The Bharatiya Janata Party (BJP) and the Congress have been locked in a battle of words and ideologies yet again after the Congress government in Madhya Pradesh announced on January 1 that it was not compulsory to sing 'Vande Mataram' in the Secretariat on the first day of every month, as has been the practice.
Reacting to the decision, former MP Chief Minister Shivraj Singh Chouhan said "the BJP government had decided to start weekly cabinet meetings with it and it will be sung on the 1st day of every month". Chouhan told news agency ANI that the song "is a mantra that instills a sense of patriotism".
"I demand Congress to reintroduce this and if they don’t do it, I’ll sing Vande Mataram with patriots at Vallabh Bhavan on the premises on January 6," Chouhan said.
This is not the first time that the Congress and BJP have clashed over the national song. In June last year, BJP National President Amit Shah had said during a lecture that the Congress had communalised Vande Mataram.
Shah had said the song symbolises "geo-cultural nationalism of our country" and that it should not be "treated as a song related to any religion or against someone".
"The Congress had made the same mistake by labelling it with a religious colour," Shah said, adding that the Congress had made the song the national song but only the first two stanzas were sung to appease a particular community.

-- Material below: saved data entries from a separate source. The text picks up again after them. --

Issue #8519, opened 2019-01-04
Change IPython console icon and connect consoles to the File switcher


ccordoba12:
I'd like to use a different icon for Spyder 4 because the current icon (**`IP:`**) is barely visible in the dark theme. My proposal is to use `mdi-console`

![seleccion_001](https://user-images.githubusercontent.com/365293/50696664-0b7f7600-100e-11e9-9bf4-569f75f07187.png)

because it's easier to recognize and also because a similar icon is used in JupyterLab already.

Besides, since people have now the possibility to create different kinds of consoles (Sympy, Cython, etc) and those are named, I think it's really important that we connect them to the file switcher.

PR #8768, opened 2019-02-14
PR: Change IPython Console icon

juanis2112:
## Description of Changes

I changed IPython Console icon.

screen shot 2019-02-14 at 12 30 04 am

### Affirmation

Juanis2112


spyder/plugins/ipythonconsole/plugin.py
```diff
@@ -388,6 +388,15 @@ def get_plugin_actions(self):
             return client.get_options_menu()
         return self.menu_actions
 
+    def get_current_tab_manager(self):
+        """Return the plugin as tab_manager"""
```
CAM-Gerlach: Missing period.

spyder/plugins/ipythonconsole/widgets/client.py
```diff
@@ -135,6 +135,8 @@ def __init__(self, plugin, id_,
         self.allow_rename = True
         self.stderr_dir = None
         self.is_error_shown = False
+        self.filename = self.given_name
```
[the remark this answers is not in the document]
CAM-Gerlach: More broadly, we should rename the ``File Switcher`` to just the ``Switcher``, or to something else more representative of its expanded functionality (``Focus Switcher``? ``Quick Nav``? What do other IDEs call this?)

ccordoba12:
@juanis2112, please remove the last two commits in this PR and merge it with master, so we can have it for beta2.

We really need to create a proper API for the fileswitcher to show the open IPython consoles there, but @goanpeca is going to take care of that because it's not an easy task.

spyder/app/mainwindow.py
```diff
@@ -3060,9 +3060,11 @@ def add_to_fileswitcher(self, plugin, tabs, data, icon):
             self.fileswitcher = FileSwitcher(self, plugin, tabs, data, icon)
         else:
             self.fileswitcher.add_plugin(plugin, tabs, data, icon)
-
-        self.fileswitcher.sig_goto_file.connect(
+        try:
+            self.fileswitcher.sig_goto_file.connect(
                 plugin.get_current_tab_manager().set_stack_index)
+        except:
+            pass
```
ccordoba12: @juanis2112, please revert this change.

spyder/plugins/ipythonconsole/plugin.py
```diff
@@ -405,6 +405,8 @@ def register_plugin(self):
                                      self.set_current_client_working_directory)
 
         self.tabwidget.currentChanged.connect(self.update_working_directory)
+        self.main.add_to_fileswitcher(self, self.tabwidget, self.clients,
+                                      ima.icon('ipython_console'))
```
ccordoba12: And also revert this change.

spyder/app/mainwindow.py
CAM-Gerlach: Also, as a general note, you should essentially *never* use a bare except (equivalent to ``except BaseException:``, vs, at the very least, ``except Exception:``), as the former incorrectly catch ``SystemExit``, ``KeyboardInterrupt`` and ``GeneratorExit`` and prevents Spyder from being correctly closed by these if happens to be in the block in question (or gets stuck in it, etc.). 

Furthermore, if you do ``except Exception:``, you should think very carefully about what purpose it serves and include a comment justifying it over something more specific and tailored, as it will also hide errors from our tests and error reporting system, silently retaining potentially fixable problems.

spyder/utils/icon_manager.py
```diff
@@ -162,8 +162,8 @@
     'error':                   [('fa.times-circle',), {'color': 'darkred'}],
     'warning':                 [('fa.warning',), {'color': 'orange'}],
     'todo':                    [('fa.exclamation',), {'color': '#3775a9'}],
-    'ipython_console':         [('spyder.ipython-logo-alt',), {'color': MAIN_FG_COLOR}],
-    'ipython_console_t':       [('spyder.ipython-logo-alt',), {'color':'gray'}],
+    'ipython_console':         [('mdi.console',), {'color': MAIN_FG_COLOR}],
+    'ipython_console_t':       [('mdi.console',), {'color':'gray'}],
```
CAM-Gerlach: Fix PEP 8 warning

```suggestion
    'ipython_console_t':       [('mdi.console',), {'color': 'gray'}],
```

ccordoba12:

In 2017, the two parties had again clashed over the song in Uttarakhand when the state Congress had declared that it would not be singing the song at the party's official programmes for one month. The decision was taken after a minister in Uttarakhand's BJP government had said that those who want to reside in the state will have to sing the national song.
Vande Mataram has also featured in a number of TV debates, sometimes causing embarrassment to the BJP. For instance, BJP spokesperson Navin Singh had, in 2017, sung the song wrongly on national television while challenging an opponent to sing it during a debate.
During another debate, Minister of State for Minority Welfare, Baldev Singh Aulakh, too, had refused to sing the song on national television while insisting that the song be made mandatory in all schools across the country.
Much like the national song, a slogan hailing the 'Bharat Mata'— 'Bharat Mata ki Jai'— has also been a topic of contention for both the parties.
The slogan was dragged into controversy during the recent Assembly elections in five states, when Rahul Gandhi had said that instead of 'Bharat Mata ki jai', Narendra Modi should say 'Anil Ambani ki Jai', referring to the alleged Rafale scam. (Disclaimer: Reliance Defence has denied any wrongdoing in the Rafale deal)
Calling it a 'fatwa' against him, Modi had responded by saying he will raise the slogan 10 times in front of lakhs of people.
The slogan became a topic of heated discussion three years ago during the Jawaharlal Nehru University (JNU) episode when Rashtriya Swayamsevak Sangh (RSS) chief Mohan Bhagwat had said that the new generation needs to be taught to chant slogans hailing mother India.
In the same year, Waris Pathan, an AIMIM legislator in Maharashtra, was suspended by a unanimous party vote for not chanting the slogan. The slogan had dominated headlines throughout 2016, with JNU student leaders like Kanhaiya Kumar and Umar Khalid being asked to chant the slogan on stage to 'prove' their patriotism. The slogan was also debated on social media recently when a journalist called it 'communal'.